作为许多细胞信号网络的重要枢纽,KRAS(Kirsten rat sarcoma viral oncogene homologue,克氏大鼠肉瘤病毒癌基因同源物)已被确定为肿瘤生物标志物。它是人类癌症中经常发生突变的癌基因,在许多人类肿瘤组织中都发现了由 G12D 等突变引起的 KRAS 蛋白活化。虽然 KRAS 蛋白上有两个特定的异位点(AS1 和 AS2)可作为抑制剂开发的靶点,但两个异位点之间调控机制的差异仍未见报道。在此,我们利用分子动力学模拟结合分子力学广义生表面积(MM/GBSA)分析发现,位于AS1和AS2的抑制剂都能显著降低野生型、突变型KRAS(G12/D/V/S/C)与GTP之间的结合自由能,但抑制剂对野生型、突变型KRAS与GDP之间结合自由能的影响有限。此外,AS2 抑制剂对 KRAS 和 GTP 之间结合自由能的降低程度明显高于 AS1 抑制剂。进一步分析发现,AS1和AS2抑制剂都能调节开关Ⅰ和开关Ⅱ的波动,扩大正交位点(GTP结合位点)的口袋,从而减少KRAS与GTP的结合。值得注意的是,两种抑制剂对开关Ⅰ和开关Ⅱ的调控偏好存在显著差异。AS2 抑制剂主要通过调控 Switch Ⅱ 来影响正交位点的口袋,而 AS1 抑制剂主要通过调控 Switch Ⅰ 的波动来扩大正交位点的口袋。
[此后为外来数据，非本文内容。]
PR #313, opened 2016-09-24
#312: Get rid of tens of billing/shipping id calls

bonkey:
I know it might be better to use simple string ids at least in lowest call in APIClient, but I think devs would work with existing addresses anyway.

### DIFF
--- a/AtlasUI/AtlasUI/AtlasCheckout.swift
+++ b/AtlasUI/AtlasUI/AtlasCheckout.swift
@@ -56,20 +56,22 @@ public class AtlasCheckout: LocalizerProviderType {
         viewController.presentViewController(navigationController, animated: true, completion: nil)
     }
 
-    func createCheckout(fromModel checkoutViewModel: CheckoutViewModel,
+    func createCheckoutViewModel(from checkoutViewModel: CheckoutViewModel,
         completion: CreateCheckoutViewModelCompletion) {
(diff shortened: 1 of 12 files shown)


AtlasUI/AtlasUI/AtlasCheckout.swift
```diff
@@ -56,22 +56,26 @@ public class AtlasCheckout: LocalizerProviderType {
         viewController.presentViewController(navigationController, animated: true, completion: nil)
     }
 
-    func prepareCheckoutViewModel(selectedArticleUnit: SelectedArticleUnit, checkoutViewModel: CheckoutViewModel? = nil,
+    func createCheckout(fromModel checkoutViewModel: CheckoutViewModel,
```
ahmed-shehata: Why change the function name? This does not return a checkout.

bonkey:
@ahmed-shehata forgive my blindness but for my eyes it does

AtlasUI/AtlasUI/AtlasCheckout.swift
bonkey: Ahc, now I see

bonkey:
👍

artdaw:
👍

hani-ibrahim:
👍

artdaw:
👍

我们的研究比较了两类抑制剂在调控KRAS蛋白活性方面的差异,揭示了AS2作为小分子药物靶点的优势,旨在为新型KRAS蛋白抑制剂的研究提供理论指导。
本文章由计算机程序翻译,如有差异,请以英文原文为准。

摘要图片

查看原文
分享 分享
微信好友 朋友圈 QQ好友 复制链接
本刊更多论文
Insight of the molecular mechanism of inhibitors located at different allosteric sites regulating the activity of wild type and mutant KRAS (G12)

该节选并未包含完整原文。